The table below organizes core empirical results across DyLAN frameworks:

Framework/Paper	Key Benchmark(s)	Main Outcome(s)
OSC (Zhang et al., 5 Sep 2025)	AlpacaEval, MT-Bench	81.4% win rate, 9.94 avg. score, 14.2% redundancy
AgentNet (Yang et al., 1 Apr 2025)	MATH, APPS, BBH	85.0%/70.6%/86.0% accuracy, emergent specialization
DynaSwarm (Leong et al., 31 Jul 2025)	Crossword, Game-24, BBH	+3–4 pts over static; dynamic selector valuable
GTD (Jiang et al., 9 Oct 2025)	GSM8K, MATH, MMLU	+3–5 pts accuracy, robustness, 2–5x fewer tokens
DyLAN (Liu et al., 2023)	MATH, MMLU, HumanEval	+4.1–25.0% accuracy gain, –30–60% LLM calls

7. Theoretical Properties, Limitations, and Open Issues

Multiple DyLAN architectures offer claims, informal theorems, or empirical observations regarding:

• Adaptability: LLM-driven agent/operator generation ensures, subject to LLM knowledge completeness, backward-chaining coverage for arbitrary status goals in dynamic environments (Abe et al., 2 Apr 2025).
• Unsupervised agent scoring: AIS is empirically well-aligned with exact Shapley-value estimates at much lower cost, supporting scalable agent selection (Liu et al., 2023).
• Generalization and specialization: Evolutionary or memory-augmented adaptation drives agents to cover diverse regions of the capability space, with ablations confirming emergent diversity and specialization (Yang et al., 1 Apr 2025).
• Scalability: Excessive agent or status expansion negatively impacts planning success, motivating selective pruning or expansion heuristics (Abe et al., 2 Apr 2025).
• Limits of centralization: Decentralized schemes (e.g., AgentNet) are more robust to faults and support privacy boundaries between agent owners (Yang et al., 1 Apr 2025).

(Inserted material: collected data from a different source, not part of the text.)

PR #74, opened 2018-07-12
Add commented out line indicating what TopUpConfig should be set to

mharms:


glasserm:
Was thinking of another pipeline.

PR #78, opened 2018-10-24
Necessary updates to ICAFIX

mharms:
The contents of ICAFIX don't work currently for general users outside of WUSTL. This PR restores ICAFIX to a state that should work for outside users, and includes some other incidental cleanup related to ICAFIX).


glasserm:
This will need to be reviewed by Tim Coalson who may have made some similar changes and is working on these issues.

coalsont:
The edits to hcp_fix will conflict, except for the T2 image test.  The melodic location edit should copy from hcp_fix_multi_run, which first checks the PATH.

We can leave this PR open until I push, then see what needs to be removed from this PR.  Or, you can separate the hcp_fix edits elsewhere (I haven't touched the ones marked for older versions, so they can stay) and go ahead with the rest.

mharms:
Can you put your version in a branch, so I can see how it conflicts?  What I know is that this version actually _works_.

glasserm:
Tim's version will be fully tested as well.

coalsont:
See here for a snapshot of my current changes to (only) hcp_fix:

https://github.com/coalsont/Pipelines/commit/f36ee6d78a7232f475041f82e228ff0b9c270c34

glasserm:
Maybe you can ask Steve about that?

coalsont:
Here the main places that will conflict when merging my edits with yours:

https://github.com/coalsont/Pipelines/commit/f36ee6d78a7232f475041f82e228ff0b9c270c34#diff-7d77125a77398e8608290ef9fb58d745R114
https://github.com/coalsont/Pipelines/commit/f36ee6d78a7232f475041f82e228ff0b9c270c34#diff-7d77125a77398e8608290ef9fb58d745R218

mharms:
Won’t those just get handled automatically?  Will there actually be a conflict that prevents a fast-forward merge?

--
Michael Harms, Ph.D.
-----------------------------------------------------------
Associate Professor of Psychiatry
Washington University School of Medicine
Department of Psychiatry, Box 8134
660 South Euclid Ave.                        Tel: 314-747-6173
St. Louis, MO  63110                          Email: mharms@wustl.edu

coalsont:
No, we both edited the same lines from the same version, to result in something different, there is no possible way for git to know what to do with whatever set of edits gets applied second to those same lines, because the starting point won't match what it expects for the second set.  Fast-forward is impossible any time that the commits don't already form a perfect chain, and a merge conflict is more problematic than just "not fast forward" - it requires someone to manually edit the thing to whatever "should" be there in the end.

mharms:
So, there isn't an argument to tell git to treat your version as "primary" for any conflicting lines?

coalsont:
If you know in advance that there will be conflicts, and think that "ignore/revert everybody else's edits to that area" is a good idea, yes you can tell git to do that (however, it looks like in order to get git to actually try something intelligent on other conflicting files, you have to specify multiple strategies).  That isn't the usual procedure (for good reason), and doesn't mean there aren't conflicts, it just tells git to forcibly "resolve" all conflicts a certain way (which may revert some desirable edits).

There is really no substitute for actually looking at the conflicts.

coalsont:
If you think it is urgent to change hcp_fix in master, then this can be merged for now and I can sort out the conflicts before I push.

glasserm:
Tim can you see what of these changes should get merged?  I think some of them are out of date, but others, e.g. to the settings and example batch script might be useful.

coalsont:
Rebasing this branch on the new master is the easiest way to look for all conflicts.

coalsont:
I have done a git rebase and resolved the conflicts as I think they should be resolved, see here:

https://github.com/coalsont/Pipelines/tree/pull-78

If Mike thinks it looks okay, we can push it, or Mike can overwrite his master with it to update this PR for further review.

glasserm:
There is a version number for FIX that should be updated.  Also am not sure what these files are:

https://github.com/Washington-University/HCPpipelines/blob/master/ICAFIX/hcp_fix.for_fix1.062
https://github.com/Washington-University/HCPpipelines/blob/master/ICAFIX/hcp_fix.for_fix1.06a
https://github.com/Washington-University/HCPpipelines/blob/master/ICAFIX/hcp_fix_multi_run.original
https://github.com/Washington-University/HCPpipelines/blob/master/ICAFIX/settings.sh.WUSTL_CHPC2

coalsont:
I don't know what file/line "a version number for FIX that should be updated" refers to.

glasserm:
Line 4 of the settings file.

mharms:
This seems good, although I have a couple suggestions:
1) Add comments at the top, indicating how this version of hcp_fix differs from ${FSL_FIXDIR}/hcp_fix, to help users understand the differences.  In particular:

- Includes more verbose output.
- Adds a flag to control whether motion regression is applied (and appropriate conditional code based on that choice).
- Defaults to using whatever version of 'melodic' is primary in $PATH, rather than the $FSLDIR/bin version.
- Removes the restriction of 'melodic' to 250 dimensions.
- Adds flexibility for user to specify their own training data file.
- Replaces the brainmask used as part of deriving the 'veins' image from one derived from $FSL_FIXDIR/mask_files/hcp_0.7mm_brain_mask to the subject's specific T1w/brainmask_fs.nii.gz.

2) I'm not overly familiar with the ((...)) syntax, but for the two "if (( hp < 0 ))" lines, can we write that as "if (( $hp < 0 ))" instead?  (I think both work, but the latter is more visually consistent with the notion that hp is an existing variable).

3) Do we need the ICAFIX/hcp_fix.for_fix1.062 and ICAFIX/hcp_fix_multi_run.original files, or can those be deleted?

And one questions:
Are there any potential implications in switching the origin of the brainmask used for the 'veins' image calculation?  In particular, perhaps I'm wrong, but I seem to recall that the subject specific brainmask_fs.nii.gz sometimes include holes inside the mask?

coalsont:
The ((...)) syntax is integer math expressions, a feature built into bash (use the manpage), everything in them that isn't a number or a math operator is a variable, by elimination.  I am not inclined to add a superfluous $ to them, because math expressions are easier to read without extra symbols that just mean "this is a variable".  I don't particularly like the established convention of ${var} either, the form "$var" is actually more useful, because it is whitespace-safe.

I don't have much of an opinion on the other points.

mharms:
In that case, how aboue we just add the bullets/comments that I suggested (or your favored rewording of them) to your version.  I'd be happy to do it myself, but that will just lead to another PR.

Regarding the use of the ((...)) syntax, what you have is perfectly valid.  That said, it is confusing to novices when code uses the bracket form of conditionals in some places and the ((...)) form in others.  Unless we are trying to force novice bash scripters to learn different but analogous syntactic constructs, why introduce a new variant?  That's my $0.02 on that issue.

coalsont:
If you pull the branch replacing your fork's master, this PR will change to reflect the changes I made while rebasing.  Depending on what you did when making the PR, I might be able to do this for you.

On the flip side, why should we adopt conventions that teach novice bash coders bad habits?  Following your logic further, we shouldn't even attempt to be whitespace safe anywhere, because otherwise people editing the pipelines would have to learn about quotes, and that bash has arrays.  The ((...)) syntax is simpler and more readable for integer math expressions, and is a good habit as long as the script is intended only for bash.  The [[...]] syntax is less specialized, and therefore using it for math expressions is more awkward.  The [...] form is legacy sh convention, and is a bad habit for bash-specific scripts because it is treated like an executable, not as shell syntax ("[[ $a || $b ]]" works, "[ $a || $b ]" is a cryptic syntax error).  I want to put good practice and good habits first.

mharms:
For the record regarding my earlier question, I see that `FreeSurfer2CaretConvertAndRegisterNonlinear.sh` is in fact set up to ensure that brainmask_fs.nii.gz doesn't contain any "holes", so using that for the 'veins' image calculation should have no practical implications on the derivation of the veins image (even if it isn't strictly identical to the previous approach of resampling $FSL_FIXDIR/mask_files/hcp_0.7mm_brain_mask)

PR #79, opened 2018-11-15
BUG: run bet on a single B0 image rather than the full diffusion data

MichielCottaar:
In FSL 6 running bet on a 4D diffusion MRI dataset no longer only loads the first volume,
but actually produces a 4D file with the first volume containing a mangled mask


glasserm:
Thanks Michiel.

PR #81, opened 2018-11-30
Some extra cleanup after pull #78

coalsont:
The hp 0 logic from _multi_run shouldn't be used in selecting training data in hcp_fix, because hcp_fix doesn't have a detrend-only option.  Also, I think Matt wanted the fix version number to actually be set to the latest.

I don't remember if there were other things in the fix stuff.


mharms:
Can we get a function description and descriptions of the input parameters on `functionhighpassandvariancenormalize` and its associated helper functions (esp. `icaDim`)?

PR #82, opened 2018-11-30
Revert "Some extra cleanup after pull #78"

mharms:
Reverts Washington-University/HCPpipelines#81
I believe what we had previously was correct and preferable.

### DIFF
--- a/ICAFIX/hcp_fix
+++ b/ICAFIX/hcp_fix
@@ -230,19 +230,27 @@ else
 	# user has not specified a training data file
 	#TSC: so, let's look for it and give a useful error, rather than pretending they didn't want to do what they said
 	#TSC: if you WANT to use, say, hp150 with hp2000 training, it should be explicitly requested by the user
+	#TSC: exception: we will recommend hp 0 (linear) for performance, and hp 2000 is already trained, and largely indistinguishable
+	training_hp="${hp}"
 	if [[ ! -f "${FSL_FIXDIR}/training_files/HCP_hp${hp}.RData" ]]
 	then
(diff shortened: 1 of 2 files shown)


coalsont:
Using hp 0 in hcp_fix does not add a _hp0 onto the filename, so it won't do what is desired for a linear detrend (wrong filenames at least).  fix itself is only passed a value for highpass in the -h subargument to -m (so probably only applied to the motion regressors), so when we don't tell fix to do motion correction, it can't even know what the highpass value actually is.  I don't know if fix always does a detrend anyway.

I don't know what the version thing is about (though it does make fix itself claim to be version 1.06 in log files), and our reapply launches the fix_3_clean.m matlab code directly, which doesn't look like it contains the check that would produce the warning.  I think it only matters between subsequent calls to fix itself that use the -f, -c, and -a options (hcp_fix uses the no-switch form that automatically does all three stages).

mharms:
The check for FIXVERSION is part of the `fix` script itself, and the warning message that I was referencing _will_ get envoked.  I'm pretty sure that not including the minor version as part of FIXVERSION was intentional on Steve's part.

I see the issue now with hp=0 in the context of hcp_fix.  Perhaps we can add that functionality to hcp_fix later.

glasserm:
Regarding this: it seems that hp=0 should not be used with hcp_fix because the data do not get detrended before running ICA.  As a result, the ICA component timeseries never get detrended and will not match the motion regressors and data in cleanup which will get detrended if hp=0.   This is in addition to the file naming issues that Tim brought up.

PR #83, opened 2018-12-07
Minor tweaks to FIX-related stuff

mharms:


mharms:
I think I’ve resolved the naming clash issue.  I tried to be careful, but if Tim could test it, that would be great.  I also went through and implemented a series of readability improvements (e.g., reducing the use of embedded sub-shell commands considerably; switching to a cleaner way to add to an existing string).  There is one place where I’ve suggested “ADD COMMENT”.

Assuming this works, here are some other things we should consider before we position MR-FIX as "ready to go":
1) In functionhighpassandvariancenormalize.m, shouldn't the NIFTI and CIFTI VN *maps* include the "hp" string as part of their name (if hp>=0)?  [Changing that will require corresponding changes to hcp_fix_multi_run, but now that we have _vnts and _vn as distinct filenames, it should no longer be necessarily to artificially exclude "hp" from the VN map name just to avoid file name collisions (which is, I assume, the reason it wasn't included previously)].  [If you are on-board with that change, I should do that before Tim runs his test].
2) functionhighpassandvariancenormalize.m should have a description and usage added.
3) As of yet, there is no removal of the demeaned and VN'ed time series files (both CIFTI and NIFTI), which is presumably a waste of space.

ICAFIX/functionhighpassandvariancenormalize.m
```diff
@@ -93,16 +95,19 @@
...
-        save_avw(reshape(cts,ctsX,ctsY,ctsZ,ctsT),[fmri '_hp' num2str(hp) '_vn.nii.gz'],'f',[1 1 1 1]); 
-        call_fsl(['fslcpgeom ' fmri '.nii.gz ' fmri '_hp' num2str(hp) '_vn.nii.gz -d']); 
+        save_avw(reshape(cts,ctsX,ctsY,ctsZ,ctsT),[fmri '_hp' num2str(hp) '_vnts.nii.gz'],'f',[1 1 1 1]); 
+        call_fsl(['fslcpgeom ' fmri '.nii.gz ' fmri '_hp' num2str(hp) '_vnts.nii.gz -d']); 
     else
-        save_avw(reshape(cts,ctsX,ctsY,ctsZ,ctsT),[fmri '_vnf.nii.gz'],'f',[1 1 1 1]); 
-        call_fsl(['fslmaths ' fmri '.nii.gz -sub ' fmri '.nii.gz -add ' fmri '_vnf.nii.gz ' fmri '_vnf.nii.gz']); 
-        %call_fsl(['fslcpgeom ' fmri '.nii.gz ' fmri '_vnf.nii.gz -d']); 
+        save_avw(reshape(cts,ctsX,ctsY,ctsZ,ctsT),[fmri '_vnts.nii.gz'],'f',[1 1 1 1]);
+        % Following use of 'fslmaths' rather than 'fslcpgeom' is a hack due to FSL 6.0.0 version of the latter not being able to handle very large files.
```
coalsont: This comment is wrong, it is fsl 5 that has a problem with large files.  The problem in fsl 6.0.0 is in not setting all the header fields it is supposed to.

mharms: In that case, why aren't all the other instances of 'fslcpgeom' in that script problematic as well?

coalsont: Some of them probably were, but didn't get tested on as large of datasets.

coalsont: As for the fsl 6.0.0 bug, we have a patched version of fslcpgeom.

mharms: Do you know/recall which specific header fields aren't getting set correctly?

coalsont: Specifically, it only looks at the reference file's qform, and sets only the target file's sform.  There is a patched version they sent us privately.

ICAFIX/functionhighpassandvariancenormalize.m
```diff
@@ -76,6 +77,7 @@
 end
 
 %Save VN
+%% MPH: Shouldn't these VN maps in the hp>=0 condition have 'hp' as part of their file name???
```
glasserm: Yes that would be fine if you want to change it

ICAFIX/functionhighpassandvariancenormalize.m
```diff
@@ -93,16 +95,19 @@
...
-        call_fsl(['fslcpgeom ' fmri '.nii.gz ' fmri '_hp' num2str(hp) '_vn.nii.gz -d']); 
+        save_avw(reshape(cts,ctsX,ctsY,ctsZ,ctsT),[fmri '_hp' num2str(hp) '_vnts.nii.gz'],'f',[1 1 1 1]); 
+        call_fsl(['fslcpgeom ' fmri '.nii.gz ' fmri '_hp' num2str(hp) '_vnts.nii.gz -d']); 
     else
-        save_avw(reshape(cts,ctsX,ctsY,ctsZ,ctsT),[fmri '_vnf.nii.gz'],'f',[1 1 1 1]); 
-        call_fsl(['fslmaths ' fmri '.nii.gz -sub ' fmri '.nii.gz -add ' fmri '_vnf.nii.gz ' fmri '_vnf.nii.gz']); 
-        %call_fsl(['fslcpgeom ' fmri '.nii.gz ' fmri '_vnf.nii.gz -d']); 
+        save_avw(reshape(cts,ctsX,ctsY,ctsZ,ctsT),[fmri '_vnts.nii.gz'],'f',[1 1 1 1]);
+        % Following use of 'fslmaths' rather than 'fslcpgeom' is a hack due to FSL 6.0.0 version of the latter not being able to handle very large files.
+        call_fsl(['fslmaths ' fmri '.nii.gz -sub ' fmri '.nii.gz -add ' fmri '_vnts.nii.gz ' fmri '_vnts.nii.gz']);
```
glasserm: We don't need this hack with FSL 6.0 any more so can switch back to the commented out line

ICAFIX/hcp_fix_multi_run
```diff
@@ -212,47 +221,30 @@ for fmri in $fmris ; do
...
+	#Demean movement regressors, volumes, and CIFTI data
+	demeanMovementRegressors Movement_Regressors.txt Movement_Regressors_demean.txt
+	MovementTXTMergeSTRING+="$(pwd)/Movement_Regressors_demean.txt "
+
 	${FSLDIR}/bin/fslmaths $fmri -Tmean ${fmri}_mean
 	${FSLDIR}/bin/fslmaths $fmri -sub ${fmri}_mean ${fmri}_demean
 
-	demeanMovementRegressors Movement_Regressors.txt Movement_Regressors_demean.txt
-	MovementTXTMergeSTRING=`echo "${MovementTXTMergeSTRING}$(pwd)/Movement_Regressors_demean.txt "`
+	${FSL_FIX_WBC} -cifti-reduce ${fmri}_Atlas.dtseries.nii MEAN ${fmri}_Atlas_mean.dscalar.nii
```
glasserm: needs to be ${fmriNoExt} like above instead of ${fmri}

ICAFIX/hcp_fix_multi_run
```diff
@@ -212,47 +221,30 @@ for fmri in $fmris ; do
...
-  
-  log_Inform "Dims: $(cat ${fmri}_dims.txt)"
-  
-	fslmaths $(pwd)/${fmri}_hp$hp.ica/mc/prefiltered_func_data_mcf_conf.nii.gz -Tmean $(pwd)/${fmri}_hp$hp.ica/mc/prefiltered_func_data_mcf_conf_mean.nii.gz
-	fslmaths $(pwd)/${fmri}_hp$hp.ica/mc/prefiltered_func_data_mcf_conf.nii.gz -sub $(pwd)/${fmri}_hp$hp.ica/mc/prefiltered_func_data_mcf_conf_mean.nii.gz $(pwd)/${fmri}_hp$hp.ica/mc/prefiltered_func_data_mcf_conf.nii.gz
-	$FSLDIR/bin/imrm $(pwd)/${fmri}_hp$hp.ica/mc/prefiltered_func_data_mcf_conf_mean.nii.gz
+	
+	log_Inform "Dims: $(cat ${fmri}_dims.txt)"
+
+	# ADD COMMENT: Why are the following 3 lines necessary?
```
glasserm: Demean the movement regressors

ICAFIX/hcp_fix_multi_run
```diff
@@ -335,31 +337,30 @@ log_Debug "End of melodic version log, help, and checksum"
...
-#melodic_cmd="${FSLDIR}/bin/melodic -i $concatfmri -o ${concatfmri}.ica/filtered_func_data.ica --nobet --report --Oall --tr=$tr"
-
-# Added "-m `remove_ext ${ConcatName}`_brain_mask" to avoid memory issue - Takuya Hayahsi July 2018
-melodic_cmd="${MELODIC} -i ${concatfmri}_vnf -o ${concatfmri}.ica/filtered_func_data.ica --nobet --report --Oall --tr=$tr --vn --dim=${Dim} --verbose --debug -m `remove_ext ${ConcatName}`_brain_mask"
+## Run melodic on concatenated file
+# Use the Wishart-based dim estimate instead of the melodic-based estimate (--dim=${Dim})
+# Also turn off melodic VN and feed in the input that has already been VN'ed instead (--vn flag, which turns OFF melodic's vn)
+# Added "-m ${ConcatNameNoExt}_brain_mask" to avoid memory issue - Takuya Hayahsi July 2018
+melodic_cmd="${MELODIC} -i ${concatfmri}_vnts -o ${concatfmri}.ica/filtered_func_data.ica --nobet --report --Oall --tr=$tr --vn --dim=${Dim} -m ${ConcatNameNoExt}_brain_mask"
+if [ "${DEBUG}" = "TRUE" ] ; then
```
glasserm: delete vnts after use to save space?

ICAFIX/hcp_fix_multi_run
```diff
@@ -273,29 +263,41 @@ else
...
+${FSL_FIX_WBC} -cifti-average ${ConcatNameNoExt}_Atlas_mean.dscalar.nii ${MeanCIFTISTRING}
+${FSL_FIX_WBC} -cifti-average ${ConcatNameNoExt}_Atlas_vn.dscalar.nii ${VNCIFTISTRING}
+${FSL_FIX_WBC} -cifti-math "TCS + MEAN" ${ConcatNameNoExt}_Atlas.dtseries.nii -var TCS ${ConcatNameNoExt}_Atlas_demean.dtseries.nii -var MEAN ${ConcatNameNoExt}_Atlas_mean.dscalar.nii -select 1 1 -repeat
+${FSL_FIX_WBC} -cifti-merge ${ConcatNameNoExt}_Atlas_hp${hp}_vn.dtseries.nii ${CIFTIhpVNMergeSTRING}
+${FSL_FIX_WBC} -cifti-math "TCS * VN" ${ConcatNameNoExt}_Atlas_hp${hp}.dtseries.nii -var TCS ${ConcatNameNoExt}_Atlas_hp${hp}_vn.dtseries.nii -var VN ${ConcatNameNoExt}_Atlas_vn.dscalar.nii -select 1 1 -repeat
+fslmaths ${ConcatNameNoExt}_SBRef -bin ${ConcatNameNoExt}_brain_mask # Inserted to create mask to be used in melodic for suppressing memory error - Takuya Hayashi
+
+# Disambiguate the concatenated time series created following the "1st pass" VN from the _hp_vnts file
+# that will get created by running functionhighpassandvariancenormalize on the concatfmri file ("2nd pass")
+$FSLDIR/bin/immv ${ConcatNameNoExt}_hp${hp}_vnts ${ConcatNameNoExt}_hp${hp}_vnts0
```
glasserm: just delete since it has been used?

ICAFIX/hcp_fix_multi_run
mharms: Actually, it doesn't at that point in the code, because starting at L205, $fmri is redefined to exclude any extension.  There is a comment at L206 to this effect.  I left the following code "as is" where possible, and only added $fmriNoExt where it was explicitly needed earlier in the code (to consolidate all the sub-shell calls to 'remove_ext').

ICAFIX/hcp_fix_multi_run
mharms: Added comment to that effect.

ICAFIX/hcp_fix_multi_run
mharms: Deleted.

ICAFIX/hcp_fix_multi_run
mharms: Deleted.

coalsont:
So, the edits after changing the names of things appear to finish successfully (specifically, at commit 451bfa5e7dab72c7f33a4286bcfae14791d582fc).  Matt, you can check the output at myelin/tim/docker/testdata**4**/100307 .  I'll start a new clean run from the current PR.

ICAFIX/functionhighpassandvariancenormalize.m
```diff
@@ -96,21 +102,15 @@
 if dovol > 0
     cts=cts./repmat(Outcts.noise_unst_std,1,ctsT);
 	% Use '_vnts' (volume normalized time series) as the suffix for the volumetric VN'ed TCS
-    if hp>=0
```
glasserm: I believe this change will result in _hp0_hp0, which is not what is wanted.  The distinction here needs to be restored I think.

mharms: I don't think so. 'hpstring' is defined as an empty string in the hp<0 condition, which eliminates the need to have two separate 'save_avw' commands that only differ in that one included 'hp' as part of the file name (in the hp>=0 condition) and the other one didn't.

mharms:
With my latest commit a3a553e, I think I have resolved items (1) and (3) that I raised above. [i.e., (1) functionhighpassandvariancenormalize now includes the "hp" string as part of the VN map names, and hcp_fix_multi_run was accordingly modified; and (3) the demeaned and VN'ed time series are deleted when no longer necessary].

functionhighpassandvariancenormalize still needs a description/usage statement (item (2)).

Related to functionhighpassandvariancenormalize, why in the hp<0 condition is that function NOT
(i) computing a CIFTI VN map,
(ii) writing out the NIFTI and CIFTI VN maps
(iii) writing out the CIFTI VN'ed TCS,

While those items may not be necessary for hcp_fix_multi_run itself, the specific needs of hcp_fix_multi_run should not be driving the behavior of functionhighpassandvariancenormalize. Rather, functionhighpassandvariancenormalize should be written as a "stand-alone" function that acts in a consistent manner with its inputs (i.e., writes out a consistent set of files regardless of the value of the hp parameter), and any ensuing naming conflicts resolved in hcp_fix_multi_run.

[Perhaps there are good (other) reasons for functionhighpassandvariancenormalize not computing/writing the 3 items mentioned above?? -- if so, that should be commented in the function].

glasserm:
Thanks Mike.  I checked again and found the following:
*Can do the same vnts file deletes for CIFTI as for volume to save space
*Need to do VN map _hp renames in the last loop that does the splitting
*I checked the development version of RSS and we need ${fMRIName}.nii.gz and .dtseries.nii and ${fMRIName}_hp{HighPass}.nii.gz and .dtseries.nii together obviously with ${fMRIName}_hp{HighPass}_clean.nii.gz and .dtseries.nii.  All other volume and CIFTI timeseries can be deleted.
*Couple of remove_ext are left that you may wish to change to your new form

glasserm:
PR #88, opened 2019-01-17
Feature/fsl v6

junilc:
Fixed (standard_in) 1: syntax error for Functional Preprocessing pipeline with FSL-6.0.0 - converting scientific notation for bc
Tested with both FSL-6.0.0 and FSL-5.0.11


glasserm:
Thanks Junil

PR #89, opened 2019-01-25
Feature/fsl v6

junilc:
sed command for scientific notation ‘e’, ‘E’, ‘e+’, and ‘E+’


glasserm:
Tim says: "Using * rather than \? is a little weird, and would make it also accept things like "E+++".  It should work for the cases stated, though (+ appears to actually need to be escaped to have its special regexp meaning)."

junilc:
He is right that will also take +++, Tim B suggested to use \?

Known limitations include dependency on proprietary LLM APIs, the sensitivity of consensus/consistency metrics, and open questions regarding fairness and bias in peer-evaluation or rating steps (Liu et al., 2023). Adapting DyLANs to open-source LLMs and non-text agents, and principled integration of richer tool/inference policies, remain subjects of current research.